Это, если кто не в курсе, про сборник «Добыть Тарковского». Но Юзефовичи влюбчивы, как восьмиклассница, и столь же ветрены. К следующей книжке «Как я был Анной» пенистый шампанский энтузиазм этак невзначай выдохся, и семейное предприятие встретило новинку железобетонным молчанием.
Вот вам и глория, куды не на фиг, мунди. И целы башмаки.

***

Для полноты картины надо бы еще раз нацбесов вспомнить. Уж на что всеядная публика, без аллергии на литературные суррогаты, но на Селукове и она сломалась. Аглая Топорова: «Поддельные нарративы в сочетании с незамысловатыми сюжетами превращаются совсем уж в тошнотворный коктейль». Анна Жучкова: «Обычный разговор за пивасом, нулевой градус сознания». Владимир Козлов: «Не зацепило практически ничего. Картонные, “сериальные” герои. Банальные, шаблонные, вторичные ситуации». 
Разговоры вокруг да около – материя, спору нет, увлекательная, да пора бы и меру знать. Давайте уже про лауреата.

***

Детской болезнью нового реализма современная русская литература переболела к началу 2010-х. Но рецидивы иногда случаются. Вот вам очередной, Селуков его фамилия.
В очередной раз повторю: этот ваш реализм был в новинку только для восторженных и малограмотных критикесс вроде Пустовой. На самом деле идеи, тематика и система образов там не обновлялись с «Очерков бурсы», «Подлиповцев» и «Нравов Растеряевой улицы»: пьянь-рвань, сума-тюрьма, и над всем этим египетская тьма. Власть тьмы и тьма власти. Социокритический дискурс, понимаете ли, с присущим ему надрывом: все мы униженные и оскорбленные, когда же придет настоящий день? – актуально и для 1866-го, и для 2006-го.
Да вот проблема: закон отрицания отрицания никто не отменял, и переход из одного качественного состояния в другое неизбежен, как смена времен года. Там, где ранний Сенчин скрипел зубами и ронял скупую мужскую слезу, Селуков хихикает.
А может, все гораздо проще, и не диалектика тут виновата, а мимикрия. Хочешь, чтобы тебя читали, – иди на поводу у публики, выпрямляй, елико возможно, любую синусоиду: идейную, сюжетную, жанровую. На фиг читателю американские горки?

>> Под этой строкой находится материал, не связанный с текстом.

PR #84, opened 2021-09-01
Make seperate API write request for every workload

### LINKED ISSUE #82: WriteWorkloadInstances should always be called on one workload at a time
Right now we call WriteWorkloadInstances on a list of all the workloads at the same time. This can very quickly become a problem, as there is a limit to how much data can be processed in a single request.

This should be changed here
https://github.com/microsoft/SCMScaleUnitDevTools/blob/5c96b97ea6cd31add2d1dc70d1bbe4bdfbf0d381/src/ScaleUnitManagement/WorkloadSetupOrchestrator/HubWorkloadInstaller.cs#L54
and here
https://github.com/microsoft/SCMScaleUnitDevTools/blob/19a76e30588d6478117e6a45eb6db68f93fde5d8/src/ScaleUnitManagement/WorkloadSetupOrchestrator/WorkloadMover.cs#L34

Antonstockmarr:
Asynchronously make an API request for every workloadInstance when writing workloads, instead of writing all of them at the same time. Manually tested in the SingleOneBox environment.
closes #82 
#patch

### DIFF
--- a/src/ScaleUnitManagement/WorkloadSetupOrchestrator/WorkloadMover.cs
+++ b/src/ScaleUnitManagement/WorkloadSetupOrchestrator/WorkloadMover.cs
@@ -31,7 +31,7 @@ namespace ScaleUnitManagement.WorkloadSetupOrchestrator
                     }
                     workloadInstance.ExecutingEnvironment.Add(CreateTemporalAssignment(moveToId, movementDateTime));
                 }
-                await aosClient.WriteWorkloadInstances(workloadInstances);
+                await Task.WhenAll(workloadInstances.Select(workload => aosClient.WriteWorkloadInstances(new List<WorkloadInstance> { workload })));
             }, $"Move workloads from scaleUnit {scaleUnit.ScaleUnitId} to hub");
         }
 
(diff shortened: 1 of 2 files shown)


src/ScaleUnitManagement/WorkloadSetupOrchestrator/WorkloadMover.cs
```diff
@@ -31,7 +31,7 @@ public async Task MoveWorkloads(string moveToId, DateTime movementDateTime)
                     }
                     workloadInstance.ExecutingEnvironment.Add(CreateTemporalAssignment(moveToId, movementDateTime));
                 }
-                await aosClient.WriteWorkloadInstances(workloadInstances);
+                await Task.WhenAll(workloadInstances.Select(workload => aosClient.WriteWorkloadInstances(new List<WorkloadInstance> { workload })));
```
AndreasHassing, line 34: Consider splitting into a loop. Not sure how AX will handle the parallelism going on here and it's safer to just do it synchronously one-by-one. This also gives better error reporting as we'll know by the point in time of the loop which one is causing problems.

AndreasHassing (changes requested):

AndreasHassing (approved):
LGTM :shipit:.

Can you put what kinds of validations you did in the PR description, for visibility of due diligence.

PR #85, opened 2021-09-06
Validate the AAD apps used in the configuration

### LINKED ISSUE #79: Validate InterAOS AAD app and tool AAD app are not the same
In #76 the same AAD app was used for both the developer tool and inter-AOS communication, this should be enforced by the tool to avoid it from happening. The documentation dictates that two apps should be used for these different purposes.

The error went something like (from a request made from Spoke to Hub):
`An exception occured when authorizing - Entry point security access denied to current user for operation 'getInitializationData' on service 'ScaleUnitInitializationService'.`

Antonstockmarr:
The AAD app for a scale unit must never be the same as the AAD app for the inter-AOS communications.
#patch
Resolves #79


src/ScaleUnitManagement/Utilities/Config.cs
```diff
@@ -157,6 +157,12 @@ void ValidateValue(string fieldName, string fieldValue)
                 ValidateValue("AppSecret", scaleUnit.AuthConfiguration.AppSecret);
                 ValidateValue("Authority", scaleUnit.AuthConfiguration.Authority);
 
+                if (scaleUnit.AuthConfiguration.AppId.Equals(InterAOSAppId()))
```
Omaaarz, line 160:
```suggestion
                if (scaleUnit.AuthConfiguration.AppId.Equals(InterAOSAppId(), StringComparison.OrdinalIgnoreCase))
```

src/ScaleUnitManagement/Utilities/Config.cs
```diff
@@ -157,6 +157,12 @@ void ValidateValue(string fieldName, string fieldValue)
                 ValidateValue("AppSecret", scaleUnit.AuthConfiguration.AppSecret);
                 ValidateValue("Authority", scaleUnit.AuthConfiguration.Authority);
 
+                if (scaleUnit.AuthConfiguration.AppId.Equals(InterAOSAppId(), StringComparison.OrdinalIgnoreCase))
+                {
+                    hasAnyError = true;
+                    Console.Error.WriteLine("The scale unit with id \"" + (scaleUnit.ScaleUnitId) + "\" is running with the same AAD app as the interAOS AAD app. The interAOS communication AAD app should always be different what is used for the scale units.");
```
AndreasHassing, line 163:
```suggestion
                    Console.Error.WriteLine($"The scale unit with id ""{scaleUnit.ScaleUnitId}"" is configured to have the same AAD app as the interAOS AAD app. The interAOS communication AAD app should always be different from what is used for the scale units.");
```

AndreasHassing (approved):
Approving with suggestion.

src/ScaleUnitManagement/Utilities/Config.cs
AndreasHassing: Wups, it's `$@"..."`, otherwise the `""` double quote won't work :).

Omaaarz (approved):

Высоты и бездны неуместны по определению: пипл не схавает. По той же самой причине исключены эстетические и психологические открытия. Это многих славный путь, от Довлатова до Снегирева: возгонка вакуума в прозу.
В нашем случае до истины все равно не докопаться, так что попросту констатирую: Селуков редуцировал жанры чуть ли не до полной неузнаваемости.
Комедия его незамысловата, какъ нѣмая фильма съ Максомъ Линдеромъ, будто и не было ни Ильфа с Петровым, ни Булгакова: «Кошка мелкая, что крыса. Утром на ногу нассала. Левую. Сука ты, говорю, Анфиса. Подтер, дальше лег. Через полчаса проснулся обосранным».
Трагедия обычно издыхает в эмбриональном состоянии – какая жизнь с насильно имплантированным хэппи эндом: «Непринужденно насвистывая, Витя достал полотенце и зашел в ванную. Отдернул занавеску. В ванне лежал полуразделанный труп незнакомого мужчины. Шучу. Никого там не было. Вообще».
Мне это напоминает прозаический вариант рэпа, причем, не слишком качественного. Впрочем, к пустопорожним текстам льнет любое определение. Назовите их как угодно: байками, анекдотами, пляжным чтивом, – не ошибетесь.

***

Извините, но я опять про свое, про Гегеля: из неудовлетворительности содержания проистекает неудовлетворительность формы. Как раз наш случай. Если идее прописали высшую меру социальной защиты, то неизбежна цепная реакция: сюжет уродится рахитичным, а стиль – вообще никаким. Тоже не в первый раз говорю: на кой сдались выразительные средства, если выражать нечего?
Как правило, это оборачивается обнищанием языка: повествовательное, невосклицательное, большей частью нераспространенное. А то и вовсе назывное. Что и наблюдаем:
«Я не поддаюсь панике. Когда паника, я подрочить могу. Это с войны еще».
«Биология. Что там в учебнике писали? Половые губы? Не похоже на губы. Да какая, <censored>, разница!»
«Миша взял сто и бутерброд. Я тоже взял сто и бутерброд».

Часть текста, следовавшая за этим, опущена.